Despite the systematic approach and the strict selection of papers, this study offers a level 3a evidence according to the Oxford Centre for Evidence-Based Medicine. The minus refers to the large heterogeneity of the studies included in the meta-analysis. This is largely due to the fact that test procedures were not described in detail, lacking information on test duration and measure units. This explains the large variability in test results (for example, Stroop scores of 98.96 in Hokkanen et al. versus 41.1 in Neau et al. may implicate a longer test duration or even repeated testing by Hokkanen et al.) (23, 24). This large variability in test results culminates in the obvious heterogeneity and may have influenced the results of our meta-analysis. Further, this is a small meta-analysis including few studies, and although common in Medicine, results should always be interpreted with caution (40).

One might argue that there is insufficient evidence for the language domain being affected, as phonemic and semantic fluency tasks reflect executive functioning and semantic memory as well as language (41). Although this meta-analysis does indeed only include phonemic and semantic fluency, there is some evidence for language involvement provided by several other studies that were not included in our meta-analysis due to lower quality (2, 42, 43).

Clinical Importance

Recognizing the CCAS is of paramount importance for education of patients and their families.

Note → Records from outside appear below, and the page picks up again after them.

PR #4181, opened 2020-02-22
Fix for #3833 Incorrect actions of charview Tex/Math guess buttons

### LINKED ISSUE #3833: Incorrect actions of Guess-buttons
FontForge version 20190413 based on sources from 26-Jul-2019 git:279e69163e4da2be6240d1b35fdbb6438e792344
MacOSX 10.11.6

There seems to be a bug in the functions of the "Guess" buttons. They don't act on their own rows. => see screenshot

Go to Element > Glyph Info > TeX&Math
The 1st "Guess" button does nothing, it does not fill the first field "Height".
The 2nd "Guess" button fills the first line "Height".
The 3rd "Guess" button fills the second line "Depth".
The 4th "Guess" button fills the third line "Italic Correction".
There is no way to fill the last field "Top Accent Pos" with a button.

Glyph-Info-TeX

skef:
Closes #3833

### DIFF
--- a/fontforgeexe/charinfo.c
+++ b/fontforgeexe/charinfo.c
@@ -3539,7 +3539,7 @@ return( false );
 static int TeX_Default(GGadget *g, GEvent *e) {
     if ( e->type==et_controlevent && e->u.control.subtype == et_buttonactivate ) {
 	CharInfo *ci = GDrawGetUserData(GGadgetGetWindow(g));
-	int cid = GGadgetGetCid(g);
+	int cid = GGadgetGetCid(g), mcid = 0;
 	DBounds b;
 	int value;
 	SplineChar *basesc = NULL;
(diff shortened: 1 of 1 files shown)


fontforgeexe/charinfo.c
```diff
@@ -3573,31 +3573,39 @@ static int TeX_Default(GGadget *g, GEvent *e) {
...
 		value = rint(b.minx + (b.maxx-b.minx)/2);
 	    else
 		value = rint(b.minx + italic_off + (b.maxx - b.minx - italic_off)/2);
-	} else if ( (style&sf_italic) || sf->italicangle!=0 ) {
-	    value = rint((b.maxx-ci->sc->width) +
-			    (sf->ascent+sf->descent)/16.0);
-	} else
-	    value = 0;
-	sprintf( buf, "%d", value );
-	GGadgetSetTitle8(GWidgetGetControl(ci->gw,cid-5),buf);
```
jtanx: So it was effectively an off by one error here?

skef: Specifically -4, I think, but yes. 

I feel like one can be this clever if one gets it right (and it stays right), otherwise the explicit tokens go in.

PR #4183, opened 2020-02-22
Reorder cap and join enums to match PostScript

skef:
Turns out these enums were meant to match the `setlinejoin` and `setlinecap` PostScript commands. In both cases it is the first three values that are relevant. (Nothing else cares about the ordering that I know of.)


skef:
This is a small thing that I screwed up with the Expand Stroke code that I'm going to go ahead and merge in order to improve the #4191 debugging situation. I guess I can't claim it's completely low-risk to reorder enums given the need to, but I am putting them back in the order they started ...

It may also initiate dedicated rehabilitation programs focusing not only on executive and visuospatial functions and language but also on psychological well-being and social behaviour. Dedicated treatment programs may lead to better quality of life after cerebellar injury. It is therefore important that the CCAS/Schmahmann’s syndrome scale is actually used and that research is continued in this patient population. Future research should aim for a large prospective observational cohort study including patients with isolated cerebellar injury. The incidence of CCAS in this population should be calculated based on Schmahmann’s diagnostic bedside tool and stratified according to cerebellar pathology. Ideally, studies should include modern imaging techniques focusing on cortical perfusion and cortical function in order to further unravel the pathophysiology of this syndrome.